Palm Reading
I didn’t have much of a life anyway,
so I dragged the jug of change
to the car and hoped it’d be enough
to save her. Shot straight through
the velvet curtain of night into the gleam
of a Virginia sun, where mosquitos
the size of my palm, floated like dandelion
fluff outside the heat soaked truck stop,
gasoline wafting from steaming asphalt.
I stood at the pump and imagined
her front door, her black and blue eye
looking out at me from the peephole.
I left my lights on in the parking lot
of a Cracker Barrel somewhere off the
highway in bumblefuck Georgia, where
no one wanted to give a girl a jump.
Laid on the hood of my car, so far
from home it could’ve been heaven.
Thought the sky looked like a movie set.
I could poke my finger through a star
and tear it away like a thinly hung veil.
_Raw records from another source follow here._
PR #1200, opened 2016-11-08
Move guess_anchor_molecules to Topology

### LINKED ISSUE #1197: Move guess anchor atoms to topology

mpharrigan:
fixes #1197

### DIFF
--- a/mdtraj/core/topology.py
+++ b/mdtraj/core/topology.py
@@ -1111,6 +1111,30 @@ class Topology(object):
             molecules[atom_molecule[atom.index]].add(atom)
         return molecules
 
+    def guess_anchor_molecules(self):
+        """Guess anchor molecules for imaging
+
+        Returns
+        -------
+        anchor_molecules : list of atom sets
+            List of anchor molecules
+        """
+        molecules = self.find_molecules()
+
+        # Select the anchor molecules.
+        molecules.sort(key=lambda x: -len(x))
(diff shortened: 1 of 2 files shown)


mdtraj/core/trajectory.py
```diff
@@ -1857,32 +1857,6 @@ def _check_valid_unitcell(self):
     def _have_unitcell(self):
         return self._unitcell_lengths is not None and self._unitcell_angles is not None
 
-    def guess_anchor_molecules(self):
```
marscher: you could deprecate the method first and redirect it to the topology impl.

mpharrigan: It was never in a release. This function was added a couple of weeks ago and I said it should be on Topology, but the move wasn't performed at the time

marscher:
Ah okay ;)

mdtraj/core/topology.py
```diff
@@ -1111,6 +1111,30 @@ def find_molecules(self):
             molecules[atom_molecule[atom.index]].add(atom)
         return molecules
 
+    def guess_anchor_molecules(self):
+        """Guess anchor molecules for imaging
```
peastman: If I didn't already know, I'd be confused about what that description was talking about.  Perhaps add a "see also" referencing `Trajectory.image_molecules()`?

mpharrigan: Good point

PR #1208, opened 2016-11-10
Install path for zlib on linux (too)

mpharrigan:


mpharrigan:
There's a problem with https://github.com/conda-forge/mdtraj-feedstock/pull/2 due to the introduction of zlib dependency with TNG support. I thought these directories were included by default. They aren't. Things were probably working because zlib is on every system ever except the conda-forge docker container :) In particular, zlib is a dependency of python, so any system with python installed into its standard location will be able to build.

I've added a "patch" of this pr to https://github.com/conda-forge/mdtraj-feedstock/pull/2 so I don't have to make a new version for pypi (and can test if it works on the ci over there)

Issue #1218, opened 2016-12-09
Average structure


tabramy:
Hi,

I am trying to calculate RMSD of the ligand from the average structure in a protein-ligand trajectory (both after protein alignment and ligand alignment), however, I am not able to find a MDTraj built in function to calculate the average structure. Can you please let me know if such a built in function exists, for example similar to pytraj's pytraj.mean_structure.

If such a function does not exist, please let me know what is the best way to go around this using the MDTraj functions. Otherwise this has to be calculated by a user manually?

Thanks

mpharrigan:
cc #1159

PR #1221, opened 2016-12-15
Implemented compute_average_structure()

### LINKED ISSUE #1159: Consensus structure
It would be nice if mdtraj could be given an ensemble of similar structures and find a "consensus" structure that is an average of them. I saw this paper http://www.ncbi.nlm.nih.gov/pubmed/17369627

I'm not sure about the current literature for this and/or whether this functionality is available in other packages

peastman:
Fixes #1159 and #1218.

### DIFF
--- a/mdtraj/geometry/alignment.py
+++ b/mdtraj/geometry/alignment.py
@@ -269,3 +269,33 @@ def rmsd_qcp(conformation1, conformation2):
     max_eigenvalue = scipy.optimize.newton(f, E0, df)
     rmsd = np.sqrt(np.abs(2.0 * (E0 - max_eigenvalue) / n_atoms))
     return rmsd
+
+def compute_average_structure(xyz):
+    """Compute the average structure from a set of frames.
+
+    The frames are first aligned to minimize the RMSD from the average structure,
+    and then the average is returned.
+
+    Parameters
+    ----------
+    xyz : ndarray, shape = (n_frames, n_atoms, 3)
+        xyz coordinates of each atom in each frame
+
+    Returns
+    -------
+    average : ndarray, shape = (n_atoms, 3)
+        the average structure
+    """
+    n_frames = xyz.shape[0]
+    n_atoms = xyz.shape[1]
+    candidate = xyz[0]
+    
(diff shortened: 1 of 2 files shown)


peastman:
Does this look ok to everyone?  Shall I merge it?

mdtraj/geometry/alignment.py
```diff
@@ -269,3 +269,33 @@ def rmsd_qcp(conformation1, conformation2):
     max_eigenvalue = scipy.optimize.newton(f, E0, df)
     rmsd = np.sqrt(np.abs(2.0 * (E0 - max_eigenvalue) / n_atoms))
     return rmsd
+
+def compute_average_structure(xyz):
+    """Compute the average structure from a set of frames.
+
+    The frames are first aligned to minimize the RMSD from the average structure,
```
jchodera: Why not add an optional argument to allow users to specify whether or not the frames should first be RMSD-aligned? I could imagine both schemes could be useful.

mdtraj/geometry/alignment.py
```diff
@@ -269,3 +269,33 @@ def rmsd_qcp(conformation1, conformation2):
...
+    n_atoms = xyz.shape[1]
+    candidate = xyz[0]
+    
+    # In practice there is usually negligible improvement after the second iteration.
+    # We do three just to be safe.
+    
+    for iteration in range(3):
+        average = np.zeros((n_atoms, 3))
+        for frame in range(n_frames):
+            average += transform(xyz[frame], candidate)
```
jchodera: Are you just aligning to the first frame? Is this approach equivalent to selecting the reference structure for alignment that minimizes the RMSD, as the docstring suggests?

peastman: See #1159.  We discussed this at some length there.

jchodera: Instead of hardcoding three iterations (is there a proof for that?) why not check for actual convergence?

mpharrigan:
I'm going to merge this, @jchodera feel free to submit an additional pr to address the small issues you picked out

PR #1228, opened 2017-02-03
Fix conda test running

mpharrigan:
Use test/source_files to run example notebooks. Bring the rest
of it in sync with msmbuilder recipe and conda-forge recipe

addresses CI issue raised in #1227


mpharrigan:
Weird doc building issue. I can reproduce but don't have any idea why it's happening. I'll try updating sphinx (??)

PR #1229, opened 2017-02-07
Build docs via conda package

mpharrigan:
idk kinda neat (this includes the commits in #1228 )


marscher:
This is a really good idea to handle the doc building procedure. Did you yet figured out, why mdtraj can not be imported during the build of mdtraj-doc?
How did you convince conda-build to install the local version of mdtraj? There is no switch to conda-build to prefer these.

mpharrigan:
> Did you yet figured out, why mdtraj can not be imported during the build of mdtraj-doc?

I don't remember exactly why, but I think i had no ideas why the import wasn't working on travis and gave up on it for that reason

> How did you convince conda-build to install the local version of mdtraj? There is no switch to conda-build to prefer these.

The trick I use here is to set the version as the git hash, and then in the requirements, require that git hash

mpharrigan:
This may be possible now with enhanced jinja support for conda build variants. Specifically: 

https://conda.io/docs/user-guide/tasks/build-packages/variants.html#referencing-subpackages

I pictured her tiptoed body framed in a wood
paneled living room. Shocked to see me, my car,
if it made it there, billowing smoke in the driveway.
Of course he had hit her. I felt it waiting
in the lines of his palm the moment
he clasped mine with something to prove.
But I am no knight in shining armor. I am nothing
but impulse and reckless abandon. Just another
girl, raised to see how much a body can endure.